THE BOURNE SPOILER ALERT
What next? Cross, like Jason Bourne, when he was around, runs all around several cities on several continents. Included on his travels, or the movie’s, are jaunts/battles/links in New York, Chicago, Seoul, Karachi and Manila, but all he finds anywhere are a lot of maniacs trying to shoot and kill him, take away his skill enhancements and keep complaining (maybe) that he isn’t Matt Damon. They also try to kill the lady on his one good rest stop, Rachel Weisz, as the brilliant but beleaguered Dr. Marta Shearing — a scientist who helped with Cross’ skill enhancements, and might be able to get him the drugs he desperately needs, But the assassins keep killing and slaughtering and otherwise behaving abominably at the behest of Edward Norton, right up to the movie’s piece de resistance, a Bullitt/French Connection chase special, on motorcycles, in Manila. The villains, a well-performing, tireless group, include Donna Murphy and Veljko Ivanek.
END OF SPOILER
The result is entertaining, but disappointing, better than most action or spy thrillers, but not as good as the previous Bournes, or as Michael Clayton. And the major reason is not the script, the production, the direction, or the acting — all of which are pretty much standard for the series — but the absence of the original star. The Damon Disappearance.
Do I exaggerate? Is Damon really The Bourne Indispensable? Well he is, if you’re looking for the special qualities he brought to the Bourne Trilogy: believable confusion, anguish, resilience, idealism, paranoia casual heroism, and the ability, like Lola, to never stop running. There are three main kinds of spy movies: The James Bond super-spy type, and the Eric Ambler or Three Days of the Condor type where the hero is more ordinary, plunged into something he doesn’t quite understand, or the darkly realistic John Le Carre. Model. The Bourne films, in a way, combine bits of all three.

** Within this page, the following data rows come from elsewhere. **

PR #1317, opened 2023-11-20
[10.0][FIX] hr_holidays_compute_days: get_work_days_count() throws error if no employee is selected

AungKoKoLin1997:
Recreate PR that was closed https://github.com/OCA/hr/pull/1229

@qrtl

### DIFF
--- a/hr_holidays_compute_days/models/hr_holidays.py
+++ b/hr_holidays_compute_days/models/hr_holidays.py
@@ -162,7 +162,8 @@ class HrHolidays(models.Model):
                 include_rest_days=not self.holiday_status_id.exclude_rest_days,
                 compute_full_days=self.holiday_status_id.compute_full_days,
             )
-            days = employee.get_work_days_count(
-                from_datetime=date_from, to_datetime=date_to,
-            )
-            self.number_of_days_temp = days or 0
+            if employee:
+                days = employee.get_work_days_count(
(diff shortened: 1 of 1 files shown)


kanda999 (approved):
Functional review: It worked as expected.

AaronHForgeFlow (approved):

hr_holidays_compute_days/models/hr_holidays.py
```diff
@@ -162,7 +162,8 @@ def _onchange_data_hr_holidays_compute_days(self):
                 include_rest_days=not self.holiday_status_id.exclude_rest_days,
                 compute_full_days=self.holiday_status_id.compute_full_days,
             )
-            days = employee.get_work_days_count(
-                from_datetime=date_from, to_datetime=date_to,
-            )
-            self.number_of_days_temp = days or 0
+            if employee:
```
FrancoMaxime, line 165: In the case of no employee is found, can we put a default value like 0 ?
Like set days equal to 0, then if there is an employee make some computation then in all case set number_of_days_temp = days 

What do you think about this approach?

AungKoKoLin1997: > In the case of no employee is found, can we put a default value like 0 ?

I don't think we need it because `number_of_days_temp` is float field and default is already `0.00`.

I’m not sure Damon was right in abandoning the Bourne Ship. It sometimes helps a serious actor to have a franchise series under him — and I‘ve often felt the younger Alec Baldwin made a mistake in dropping out of the Tom Clancy-derived Jack Ryan novels when he did — even though I dislike Clancy-derived Jack Ryan novels myself. Anyway, I wish Damon had made this one. It’s not that Renner isn’t up to snuff; he’s a natural, magnetic actor with a lot boiling under his mug, and he’s perfect for the kind of cursed hero or villain roles he played in The Hurt Locker and The Town, and perfectly acceptable for, say, some new Cross Trilogy, with The Cross Narration or The Cross Befuddlement. But to have a whole film called The Bourne Legacy, and have Matt Damon pop up (as I remember) only in one head shot on TV, with references to or characters from The Bourne Ultimatum included off and on, strikes me as chintzy. What‘s next? Bourne in the U.S.A.? Bourne on the Fourth of July? Bourne Yesterday? (I realize that’s an old joke, but, in way, so is The Bourne Legacy.).
Maybe they should have forgotten Bourne entirely and called this one The Cross Prescription. Or maybe they should have kept waiting for Damon to come around, and maybe lured him back by hiring his old buddy Ben Affleck to direct, and filled up the movie with Afflecks as well as Gilroys. Bourne Free? What the hell: It’s only a movie.